When somebody comes up with a head-slappingly obvious entry in the “Name That Cabin” contest, all other entries seem to fall by the wayside. Friends, this simple idea has been staring us in the face for a long, long time and we all failed to see it. Ready?

A Jaunty Little Cabin

I know!

Your pal,

bob

Hello Ducks!

First, thanks for all the kind words in the comments of previous posts. I appreciate all the love. Beyond that, I apologize for distance between the last post and this. As you’ll soon read, there’s a reason for that…

The last week has been pretty busy. You might expect that since last weekend was really the first big work weekend at the Cute and Cozy Cabin (“piece of mine?” – ed That’s a contender for sure! – bob). Saturday was spent removing the bits of past homeowners. The frilly bits, the white vinyl lattice (thank all that is good and just), the astroturf (cursing from disturbed termites ensued), and all else superfluous was cast over the deck rail and into the great heap of crap in the driveway.

I haven’t secured a disposal firm yet, so here’s your last chance to get a porcelain swan candleholder. Maybe you’d like a cherub sconce? An angel-themed soap dish perhaps? Now’s your chance! Get ’em while they’re hot! (or cold, it’s going to snow up there tomorrow… – ed Zip it! That bit comes later. – bob)

Saturday night at the cabin—my first night spent there—was more than I’d hoped for. More firewood, more inflation of the air mattress, more baseball! A lovely evening with the Red Sox in front of the fire in the sleeping bag was a nice time spent. Sure it was in the thirties outside, but the thermometer inside said eighty-five-plus. Bundle up to step outside, strip down once inside to avoid heat prostration. I’m sure that people in the East with uncontrolled radiators would confirm how that works. For me though, it was an entirely new experience.

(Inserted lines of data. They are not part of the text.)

PR #905, opened 2019-04-23
Make oracle default provider

Waldz:


cmd/di.go
```diff
@@ -465,11 +466,39 @@ func (di *Dependencies) bootstrapIdentityComponents(options node.Options) {
 	di.IdentityRegistration = identity_registry.NewRegistrationDataProvider(di.Keystore)
 }
 
-func (di *Dependencies) bootstrapLocationComponents(options node.OptionsLocation, configDirectory string) (err error) {
+func (di *Dependencies) bootstrapLocationComponents(options node.OptionsLocation, configDirectory string) error {
```
tadaskay: @vkuznecovas extracted location di to the relevant package, I don't think it's a good idea to bring this back

soffokl: I agree, at least some explanation for reasons required.

cmd/di.go
```diff
@@ -465,11 +466,39 @@ func (di *Dependencies) bootstrapIdentityComponents(options node.Options) {
...
+		di.LocationResolver = location.NewFallbackResolver([]location.Resolver{manualResolver})
+
+	case node.LocationTypeBuiltin:
+		var builtinResolver location.Resolver
+		builtinResolver, err := location.NewBuiltInResolver(di.IPResolver)
+		if err != nil {
+			log.Error("Failed to load builtin location resolver: ", err)
+			builtinResolver = location.NewFailingResolver(err)
+		}
+		di.LocationResolver = location.NewFallbackResolver([]location.Resolver{builtinResolver, manualResolver})
```
soffokl: Is it a good idea to add `manualResolver` everywhere like the last one? 
Most likely it will contain empty values if user set different type of resolver.
Maybe it's better to return an error then empty values?

cmd/di.go
Waldz: It's not good idea to make it in `location` package, because it's independent package, and making it modular leads us to circular dependencies like `cmd -> node -> location -> node`

I don't see a problem with `di` being high-level entrypoint to glue dependencies. Anyway moved to just 1 factory function  to `location/factory`.

cmd/di.go
Waldz: As I user I should be able to start a node if location auto-detection is not working.
By entering location attributes manually

core/location/factory/factory.go
```diff
@@ -0,0 +1,99 @@
...
+ * This program is distributed in the hope that it will be useful,
+ * but WITHOUT ANY WARRANTY; without even the implied warranty of
+ * MERCHANTABILITY or FITNESS FOR A PARTICULAR PURPOSE.  See the
+ * GNU General Public License for more details.
+ *
+ * You should have received a copy of the GNU General Public License
+ * along with this program.  If not, see <http://www.gnu.org/licenses/>.
+ */
+
+/*
```
vkuznecovas: wassup with the 3 copyrights?

cmd/di.go
vkuznecovas: But this will result in proposals being announced with no country, as to use the manual resolver - you'll have to provide the flags in order for it to have any values. Is it not better to fail then, and inform the user that he can override the location resolution via flags rather than defaulting to empty values? I'd rather fallback to the builtin DB...

cmd/di.go
```diff
@@ -34,6 +34,7 @@ import (
 	"github.com/mysteriumnetwork/node/core/connection"
 	"github.com/mysteriumnetwork/node/core/ip"
 	"github.com/mysteriumnetwork/node/core/location"
+	location_factory "github.com/mysteriumnetwork/node/core/location/factory"
```
tadaskay: I don't know about this aliasing and 'factory'. Previous version was rather straightforward: `location.CreateLocationResolver`. Perhaps `location.CreateResolver` would be even better? What do we actually gain here from moving DI to a separate sub-package?

cmd/di.go
tadaskay: The issue is that other packages are also not yet well designed, but we got to start somewhere. I wouldn't try to find reasons why current `di` is ok, because it's awful order dependent spaghetti. We should split it feature-wise, and perhaps separate object graph construction from bootstrap, so that construction is not order-dependent, but bootstrap _is_.
I think putting it in a subpackage _for now_ is ok. However, _factory_, aliasing adds just another layer of obfuscation.

cmd/di.go
Waldz: Reverted to have only single type resolving currently, no falbacking until:
- missing city/ASN resolving in `buildin` resolver
- no error handing for `manual` resolver

cmd/di.go
Waldz: As mentioned before, to avoid loops between package dependencies: `di` -> `location` -> `di`

cmd/di.go
Waldz: Modularisation is not scope of this PR

cmd/di.go
```diff
@@ -483,13 +485,25 @@ func (di *Dependencies) bootstrapIdentityComponents(options node.Options) {
...
 	di.IPResolver = ip.NewResolver(options.IPDetectorURL)
-	di.LocationResolver, err = location.CreateLocationResolver(di.IPResolver, options.Country, options.City, options.Type, options.NodeType, options.Address, options.ExternalDb, configDirFlag)
+
+	switch options.Type {
+	case node.LocationTypeManual:
+		di.LocationResolver = location.NewStaticResolver(options.Country, options.City, options.NodeType, di.IPResolver)
+	case node.LocationTypeBuiltin:
+		di.LocationResolver, err = location.NewBuiltInResolver(di.IPResolver)
+	case node.LocationTypeMMDB:
+		di.LocationResolver, err = location.NewExternalDBResolver(filepath.Join(configDirectory, options.Address), di.IPResolver)
```
vkuznecovas: do we really want to use the same param for both oracle address and external db? Looking at `options.Address`

cmd/di.go
```diff
@@ -20,6 +20,9 @@ package cmd
 import (
 	"time"
```
vkuznecovas: redundant whitespace

cmd/di.go
```diff
@@ -483,13 +485,25 @@ func (di *Dependencies) bootstrapIdentityComponents(options node.Options) {
...
+	default:
+		err = fmt.Errorf("unknown location detector type: %s", options.Type)
+	}
 	if err != nil {
 		return err
 	}
 
 	di.LocationOriginal = location.NewLocationCache(di.LocationResolver)
-	return nil
+	return
```
vkuznecovas: keep the returns consistent, either skip the err above or add it here.

cmd/di.go
Waldz: Yes, it's more simple and possible to reuse on all providers, it's by DNS convention https://en.wikipedia.org/wiki/Data_source_name

Maybe we should rename it DSN

PR #906, opened 2019-04-23
Fix NAT events sending to ELK

donce:
I have to admit, I haven't actually tested that proper events are sent in https://github.com/mysteriumnetwork/node/pull/900. And they aren't - no new fields were sent, because they all were private :D

This fixed events sending and improves internal NAT events structure to be similar to ELK events structure - it simplifies stuff.

### DIFF
--- a/nat/traversal/events_sender.go
+++ b/nat/traversal/events_sender.go
@@ -18,8 +18,6 @@
 package traversal
 
 import (
-	"fmt"
-
 	log "github.com/cihub/seelog"
 )
 
@@ -30,7 +28,7 @@ type EventsSender struct {
 	metricsSender metricsSender
 	ipResolver    ipResolver
 	lastIp        string
-	lastEventType string
+	lastEvent     *Event
 }
 
 type metricsSender interface {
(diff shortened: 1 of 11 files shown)


nat/traversal/events_sender.go
```diff
@@ -62,16 +60,25 @@ func (es *EventsSender) ConsumeNATEvent(event Event) {
...
-	case FailureEventType:
-		return es.metricsSender.SendNATMappingFailEvent(event.Stage, event.Error)
-	default:
-		return fmt.Errorf("unknown event type: %v", event.Type)
 	}
+
+	return es.metricsSender.SendNATMappingFailEvent(event.Stage, event.Error)
+}
+
+func (es *EventsSender) isEventRelevant(event Event, ip string) bool {
```
tadaskay: I would name it in a less abstract way, e.g. `matchesLastEvent`

nat/traversal/events_tracker.go
```diff
@@ -62,23 +53,26 @@ func NewEventsTracker() *EventsTracker {
...
 	select {
 	case et.eventChan <- event:
 	case <-time.After(300 * time.Millisecond):
 	}
 }
 
-// LastEvent returns the last known event
-func (et *EventsTracker) LastEvent() Event {
+// LastEvent returns the last known event and boolean flag, indicating if such event exists
+func (et *EventsTracker) LastEvent() (Event, bool) {
```
soffokl: We can just return a pointer to `Event`, in this case `nil` could be a valid value and we don't need a `bool` here.

donce: I did like that at first, but `bool` seemed to clarify more that value can be missing. But I can change this back :)

donce: Fixed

On Sunday, I started with the plumbing. The upstairs bathroom toilet needed a new shutoff valve, so I bought one in San Diego. Once I removed the old valve, I thought I’d need an adaptor, so with the water shut off (you think! – ed Shhh! – bob) I set off for the local hardware store.

When I returned, I was horrified by the rainfall in the kitchen. Horrified!

I’d shut off the kitchen faucet before I left and the leaky water valve at the curb allowed the pipes to fill up to the second storey. To the open toilet valve plumbing. Once I ripped out the upstairs carpet (which needed to be done anyway due to gross ugliness), I broke out the towels downstairs and shut off the breakers in the panel due to the rainfall in the walls.

My precious instant oatmeal was ruined, the new coffee maker was filled with gooey ceiling water. By the way, the ceiling tiles had to come down as well. If only to release the torrent and air out the joists.

Welcome ducks!

Did I mention that it’s supposed to rain today? I must’ve also neglected to mention that I left all of the windows open so that I could air out the joint. This leads us to today’s hero: My Dad.

He drove seventy miles this morning to open the joint, shut the windows, ensure that everything was okay, and then drove home. In the middle, he stopped at the CDF station to ask about fire abatement for me and hopefully got a little lunch along the way. For that, I have to say a heartfelt thank you.

In particular, thanks for pulling my ass out of the fire—again.

Four inches of rain are expected tomorrow. Four inches that I could ill afford inside the house.

More later,

bob

P.S. I would’ve posted some pictures, but it was too cold and the batteries in the camera wouldn’t stay alive. Bah!